The Andhra Pradesh Power Purchase Agreements (PPA) mess continues to get curiouser. After some clumsy damage to the prospects of existing and future solar projects with the unilateral decision to relook PPA’s, the state government’s latest missive to Solar Energy Corporation of India (SECI) and National Thermal Power Corporation (NTPC) ups the stakes further.
The Andhra Pradesh state Discom has now written to the central agency and the power PSU respectively to reduce the tariffs on almost 1650 MW of projects allotted in 2016 retrospectively, to a level of Rs 2.44, the lowest tariff discovered in subsequent auctions. Not only does the move smack of political brinkmanship, but it is also likely to hurt an even wider swathe of the industry now.
While the PPA ‘renegotiation’ has already caused the ratings agency to downgrade some project in the state for now, the latest move seemingly puts even projects under execution at risk. For, in its letter to the central entities, the state government has made it clear that the high rates are a reason for the state Discom being unable to clear payments, a clear case of ‘take it or leave it’, or arm twisting, depending on where you see these actions from.

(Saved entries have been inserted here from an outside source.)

PR #13648, opened 2022-06-30
ui: Peer listing with dc/ns/partition/name based unique IDs and polling deletion

johncowen:
### Description

All previously discussed offline:

This PR alters the way we load in the peer listing mainly because:

1. We need to create an ID consisting of datacenter, namespace, partition and name as there are places where we do not know the peer ID and we need to generate a page (and consequently a URL) and a ED record based on a unique ID
2. Previous to this PR deleting a peer would not be reflected in the UI
3. We need to pass the `partition`, probably conditionally depending on whether we are in Enterprise or not to the `peerings` endpoint.
4. Also fixed up a `route` > `routeName` typo whilst I was here

### PR Checklist

* [ ] updated test coverage
* [x] not a security concern

/cc @LevelbossMike


LevelbossMike:
:+1: lgtm

johncowen:
Merged https://github.com/hashicorp/consul/pull/13651 down onto here post approval, merging this one down also too!

PR #13649, opened 2022-06-30
proxycfg: check Ingress Gateway watches during discovery chain

adrien-f:
### Description

Greetings, I'm not sure if you still accept fixes for the v1.10 branch but I thought you might find this fix useful.

We've been suffering from a memory leak on our Consul Clients hosting the Ingress Gateway service and only them. After investigation, we found out that the number of goroutines was ever-growing:

image

We went to take some profiling dumps and found out a lot of goroutines were parked:

image

And the heap was taken by `watchDiscoveryChain` and `notifyBlockingQuery`:

image

This leads us to look into `agent/proxycfg/state.go`:

https://github.com/hashicorp/consul/blob/de95b6f546f7f1b891cfd596dd4e3293a3a3abcd/agent/proxycfg/state.go#L1819-L1851

I immediately see at the beginning a key existence check for `snap.ConnectProxy.WatchedDiscoveryChains`, and then, when creating the watch request, an assignment in either `snap.IngressGateway.WatchedDiscoveryChains` or
`snap.ConnectProxy.WatchedDiscoveryChains`.

This made us add the extra check for existence in `snap.IngressGateway.WatchedDiscoveryChains`. Since then, we've observed a pretty stable goroutines amount and no more OOMKill:

image 

We are not in the right configuration to upgrade yet from v1.10 which is why we hope this could still be useful for the community if anyone else is also experiencing this issue.

### Links

### PR Checklist

* [ ] updated test coverage
* [x] not a security concern

### DIFF
--- a/agent/proxycfg/state.go
+++ b/agent/proxycfg/state.go
@@ -1821,6 +1821,10 @@ func (s *state) watchDiscoveryChain(snap *ConfigSnapshot, opts discoveryChainWat
 		return nil
 	}
 
+	if _, ok := snap.IngressGateway.WatchedDiscoveryChains[opts.id]; ok {
+		return nil
+	}
+
 	ctx, cancel := context.WithCancel(s.ctx)
 	err := s.cache.Notify(ctx, cachetype.CompiledDiscoveryChainName, &structs.DiscoveryChainRequest{
 		Datacenter:             s.source.Datacenter,


Amier3:
Hey @adrien-f 

Thank you for this PR and the detailed explanation ( that always helps! ). I'll have to get an answer back to you if we support changes for this branch. I'm pretty sure we do, but i'll have to confirm. While I figure that out for you could you sign the CLA agreement so we can add this to the queue 😄 ?

adrien-f:
👋 Hey @Amier3 , sorry it took some time to get the CLA approval with the summer holidays!

PR #13654, opened 2022-07-01
docs: improve large version change upgrade path

jkirschner-hashicorp:
The existing large version change upgrade docs present the following challenges:
- They mention upgrading to 1.10.0 and then the current version, even though users must [first upgrade to 1.10.7+](https://www.consul.io/docs/upgrading/upgrade-specific#1-10-compatibility) before upgrading to 1.11+
- (less importantly) They mention upgrading to release series which are not the latest version in their series

This PR is intended to make the ideal upgrade path clearer.

### DIFF
--- a/website/content/docs/upgrading/instructions/index.mdx
+++ b/website/content/docs/upgrading/instructions/index.mdx
@@ -9,30 +9,39 @@ description: >-
 # Upgrade Instructions
 
 This document is intended to help users who find themselves many versions behind to upgrade safely.
-Our recommended upgrade path is moving from version 0.8.5 to 1.2.4 to 1.6.9 to 1.8.13 to the current version. To get
-started, you will want to choose the version you are currently on below and then follow the instructions
-until you are on the latest version. The upgrade guides will mention notable changes and link to relevant
-changelogs – we recommend reviewing the changelog for versions between the one you are on and the
-one you are upgrading to at each step to familiarize yourself with changes.
+
+## Upgrade Path
+
+Our recommended upgrade path is to move through the following sequence of versions:
+- 0.8.5 (final 0.8.x)
+- 1.2.4 (final 1.2.x)
+- 1.6.10 (final 1.6.x)
+- 1.8.19 (final 1.8.x)
+- Latest 1.10.x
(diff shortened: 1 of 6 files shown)


website/content/docs/upgrading/instructions/index.mdx
```diff
@@ -9,30 +9,39 @@ description: >-
...
 ## Getting Started
 
-To get instructions for your upgrade, please choose the release series you are _currently using_:
+To get instructions for your upgrade, follow the instructions given below for
+your _currently installed_ release series until you are on the latest current version.
+The upgrade guides will mention notable changes and link to relevant changelogs –
+we recommend reviewing the changelog for versions between the one you are on and the
+one you are upgrading to at each step to familiarize yourself with changes.
 
-- [0.8.x](/docs/upgrading/instructions/upgrade-to-1-2-x)
```
jkirschner-hashicorp, line 22: I reversed the order from ascending to descending versions. Users are more likely to be on higher versions (e.g., 1.6.x - 1.8.x) than lower versions (e.g., 0.8.x - 1.2.x), so this makes it faster to find the version relevant to you. This change becomes increasingly important as the version list grows further.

As of now, the letter targets two specific solar parks: Anantpur for 250 MW and Kurnool for 1000 MW where agreed tariffs have been much higher, as they were in most parts of the country around the same time. In the range of Rs 4.50 to Rs 5.50 per unit, tariffs only started sliding a few months after these projects were closed, going all the way down to Rs 2.44 by 2017-18 in the Bhadla Solar park. The firms impacted by this sparring between the state and the centre are Acme Solar, Azure Power, Tata BP Solar and FRV Solar, among a few others.
Many see it as unfair for a state with 23,000 MW of installed capacity to pick on the last 5 percent. They see the unfairness of taking the lowest price ever discovered as the benchmark for paying all solar power developers, retrospectively. For truth be told, if the Andhra Government was to conduct an auction for the same projects again, they will be lucky to get a power tariff of anything under Rs 3, if at all.
For a state that in recent years has been in the thick of skirmishes with the centre for more funds, to use the renewables sector as a convenient scapegoat might make sense for the limited collateral loss it will cause, but the damage it does to India’s own reputation as a market where signed contracts with the government are supreme, is incalculable.
The onus is now on the central government to move to resolve the issue in a way that gives the Andhra state government an escape route from its tall promises of delivering lower cost deals on old agreements. It’s a slippery slope that many other state governments, and the full utility scale renewables sector in India and the world, are watching with great interest.